* _ACTIVITY_
Every line in the records below with the string "assume" is to be copied out.

Items from a data source:

______

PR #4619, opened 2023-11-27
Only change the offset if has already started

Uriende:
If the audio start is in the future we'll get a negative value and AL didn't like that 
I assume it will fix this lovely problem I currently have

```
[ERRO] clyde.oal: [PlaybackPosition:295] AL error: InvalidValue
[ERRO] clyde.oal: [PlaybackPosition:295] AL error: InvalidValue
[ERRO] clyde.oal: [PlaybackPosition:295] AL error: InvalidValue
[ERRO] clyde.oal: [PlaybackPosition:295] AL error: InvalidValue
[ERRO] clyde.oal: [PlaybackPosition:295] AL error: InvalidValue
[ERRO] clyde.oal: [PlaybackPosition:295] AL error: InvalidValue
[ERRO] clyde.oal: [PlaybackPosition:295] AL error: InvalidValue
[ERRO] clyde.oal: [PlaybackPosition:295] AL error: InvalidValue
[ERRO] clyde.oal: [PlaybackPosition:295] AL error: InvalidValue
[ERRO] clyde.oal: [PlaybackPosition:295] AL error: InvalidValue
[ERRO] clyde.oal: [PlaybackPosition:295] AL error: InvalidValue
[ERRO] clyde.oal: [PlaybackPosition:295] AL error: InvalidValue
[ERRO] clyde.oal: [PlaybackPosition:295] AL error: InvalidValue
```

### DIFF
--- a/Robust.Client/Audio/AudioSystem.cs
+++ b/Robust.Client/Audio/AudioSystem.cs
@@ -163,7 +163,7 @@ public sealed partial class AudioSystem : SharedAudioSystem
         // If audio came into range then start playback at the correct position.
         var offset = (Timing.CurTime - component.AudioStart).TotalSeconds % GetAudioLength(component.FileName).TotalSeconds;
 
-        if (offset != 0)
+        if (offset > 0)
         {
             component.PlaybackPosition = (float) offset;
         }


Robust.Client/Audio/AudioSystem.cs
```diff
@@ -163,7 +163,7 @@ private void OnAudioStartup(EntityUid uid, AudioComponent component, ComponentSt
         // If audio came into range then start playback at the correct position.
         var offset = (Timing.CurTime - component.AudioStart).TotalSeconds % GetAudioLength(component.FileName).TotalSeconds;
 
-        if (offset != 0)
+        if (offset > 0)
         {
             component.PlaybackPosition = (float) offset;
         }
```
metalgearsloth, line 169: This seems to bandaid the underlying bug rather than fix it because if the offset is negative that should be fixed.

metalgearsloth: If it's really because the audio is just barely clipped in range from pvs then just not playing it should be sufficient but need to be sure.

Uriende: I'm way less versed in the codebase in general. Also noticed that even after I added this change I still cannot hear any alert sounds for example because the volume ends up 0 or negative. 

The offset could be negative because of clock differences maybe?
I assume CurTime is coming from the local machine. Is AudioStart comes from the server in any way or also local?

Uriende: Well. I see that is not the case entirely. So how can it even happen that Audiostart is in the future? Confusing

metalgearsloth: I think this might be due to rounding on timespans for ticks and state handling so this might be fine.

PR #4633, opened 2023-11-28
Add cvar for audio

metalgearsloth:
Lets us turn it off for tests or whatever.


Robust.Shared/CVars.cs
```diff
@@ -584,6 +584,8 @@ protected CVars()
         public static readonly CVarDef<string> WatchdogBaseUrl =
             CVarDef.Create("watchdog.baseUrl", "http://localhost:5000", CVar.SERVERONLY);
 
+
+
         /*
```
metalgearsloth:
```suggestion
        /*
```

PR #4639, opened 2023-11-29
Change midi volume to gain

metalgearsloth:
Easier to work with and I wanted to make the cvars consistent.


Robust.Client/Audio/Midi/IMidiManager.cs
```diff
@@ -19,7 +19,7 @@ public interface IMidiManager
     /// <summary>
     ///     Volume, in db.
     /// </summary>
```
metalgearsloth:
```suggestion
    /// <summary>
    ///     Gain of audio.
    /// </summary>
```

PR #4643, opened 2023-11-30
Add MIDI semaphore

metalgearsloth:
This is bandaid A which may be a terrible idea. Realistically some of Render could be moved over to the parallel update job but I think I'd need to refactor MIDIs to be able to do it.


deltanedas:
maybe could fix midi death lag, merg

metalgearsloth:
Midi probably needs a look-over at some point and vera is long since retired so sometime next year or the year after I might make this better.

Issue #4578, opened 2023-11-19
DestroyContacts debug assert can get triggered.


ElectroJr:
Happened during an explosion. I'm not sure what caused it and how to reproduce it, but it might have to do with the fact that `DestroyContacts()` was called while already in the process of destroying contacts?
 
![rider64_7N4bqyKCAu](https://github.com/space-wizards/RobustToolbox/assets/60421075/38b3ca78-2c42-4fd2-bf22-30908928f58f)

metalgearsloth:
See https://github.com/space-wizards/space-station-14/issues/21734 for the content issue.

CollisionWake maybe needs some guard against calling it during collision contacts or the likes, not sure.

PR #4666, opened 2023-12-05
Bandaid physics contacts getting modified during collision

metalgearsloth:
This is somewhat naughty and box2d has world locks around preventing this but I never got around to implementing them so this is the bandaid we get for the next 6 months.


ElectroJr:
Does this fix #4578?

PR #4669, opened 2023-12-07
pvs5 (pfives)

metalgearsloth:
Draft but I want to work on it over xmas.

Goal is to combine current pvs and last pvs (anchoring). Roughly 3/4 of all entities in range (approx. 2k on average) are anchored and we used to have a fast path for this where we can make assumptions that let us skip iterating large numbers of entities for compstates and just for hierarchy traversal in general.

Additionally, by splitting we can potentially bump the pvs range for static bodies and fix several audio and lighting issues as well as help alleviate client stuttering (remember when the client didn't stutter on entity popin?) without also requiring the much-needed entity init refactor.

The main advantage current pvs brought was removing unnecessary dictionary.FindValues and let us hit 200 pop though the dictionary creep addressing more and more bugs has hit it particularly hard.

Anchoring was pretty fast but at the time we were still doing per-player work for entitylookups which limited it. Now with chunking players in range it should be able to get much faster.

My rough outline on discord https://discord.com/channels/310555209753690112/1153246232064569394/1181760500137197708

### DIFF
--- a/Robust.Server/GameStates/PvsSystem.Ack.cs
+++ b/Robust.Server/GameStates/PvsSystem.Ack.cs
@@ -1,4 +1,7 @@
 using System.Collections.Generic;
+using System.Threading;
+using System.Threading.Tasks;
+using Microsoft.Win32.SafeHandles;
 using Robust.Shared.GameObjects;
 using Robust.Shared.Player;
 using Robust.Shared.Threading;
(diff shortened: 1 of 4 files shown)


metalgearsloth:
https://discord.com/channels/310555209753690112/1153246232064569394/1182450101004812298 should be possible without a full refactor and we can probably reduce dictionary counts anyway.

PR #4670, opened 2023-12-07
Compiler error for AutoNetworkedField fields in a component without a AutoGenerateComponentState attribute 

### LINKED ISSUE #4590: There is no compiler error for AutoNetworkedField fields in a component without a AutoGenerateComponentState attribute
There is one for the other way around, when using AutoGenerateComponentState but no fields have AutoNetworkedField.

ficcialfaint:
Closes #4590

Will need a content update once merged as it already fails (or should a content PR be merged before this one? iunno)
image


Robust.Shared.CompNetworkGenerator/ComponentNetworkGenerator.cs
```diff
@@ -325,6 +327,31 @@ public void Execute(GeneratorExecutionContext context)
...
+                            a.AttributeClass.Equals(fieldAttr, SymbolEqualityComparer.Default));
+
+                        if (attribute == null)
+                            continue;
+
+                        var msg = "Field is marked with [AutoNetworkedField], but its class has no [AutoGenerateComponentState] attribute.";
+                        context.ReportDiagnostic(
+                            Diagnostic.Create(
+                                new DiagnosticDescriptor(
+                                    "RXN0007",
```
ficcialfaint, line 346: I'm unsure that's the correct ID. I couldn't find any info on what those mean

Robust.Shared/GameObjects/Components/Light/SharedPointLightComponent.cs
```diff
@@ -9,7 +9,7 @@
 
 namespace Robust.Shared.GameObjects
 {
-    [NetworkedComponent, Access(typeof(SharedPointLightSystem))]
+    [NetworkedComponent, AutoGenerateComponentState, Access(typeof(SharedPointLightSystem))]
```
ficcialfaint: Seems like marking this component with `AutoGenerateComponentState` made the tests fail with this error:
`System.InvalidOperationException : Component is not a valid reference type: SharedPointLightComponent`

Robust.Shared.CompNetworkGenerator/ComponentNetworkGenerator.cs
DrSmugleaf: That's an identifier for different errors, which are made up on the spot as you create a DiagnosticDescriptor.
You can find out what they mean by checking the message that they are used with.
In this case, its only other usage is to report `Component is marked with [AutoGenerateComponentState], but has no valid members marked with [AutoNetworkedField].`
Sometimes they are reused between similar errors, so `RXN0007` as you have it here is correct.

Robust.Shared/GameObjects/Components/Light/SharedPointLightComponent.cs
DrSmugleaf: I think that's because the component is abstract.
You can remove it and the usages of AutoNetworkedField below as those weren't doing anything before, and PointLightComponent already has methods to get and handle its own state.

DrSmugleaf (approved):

______

* _SOLUTION FOR THIS PROBLEM_
I assume it will fix this lovely problem I currently have
I assume CurTime is coming from the local machine. Is AudioStart comes from the server in any way or also local?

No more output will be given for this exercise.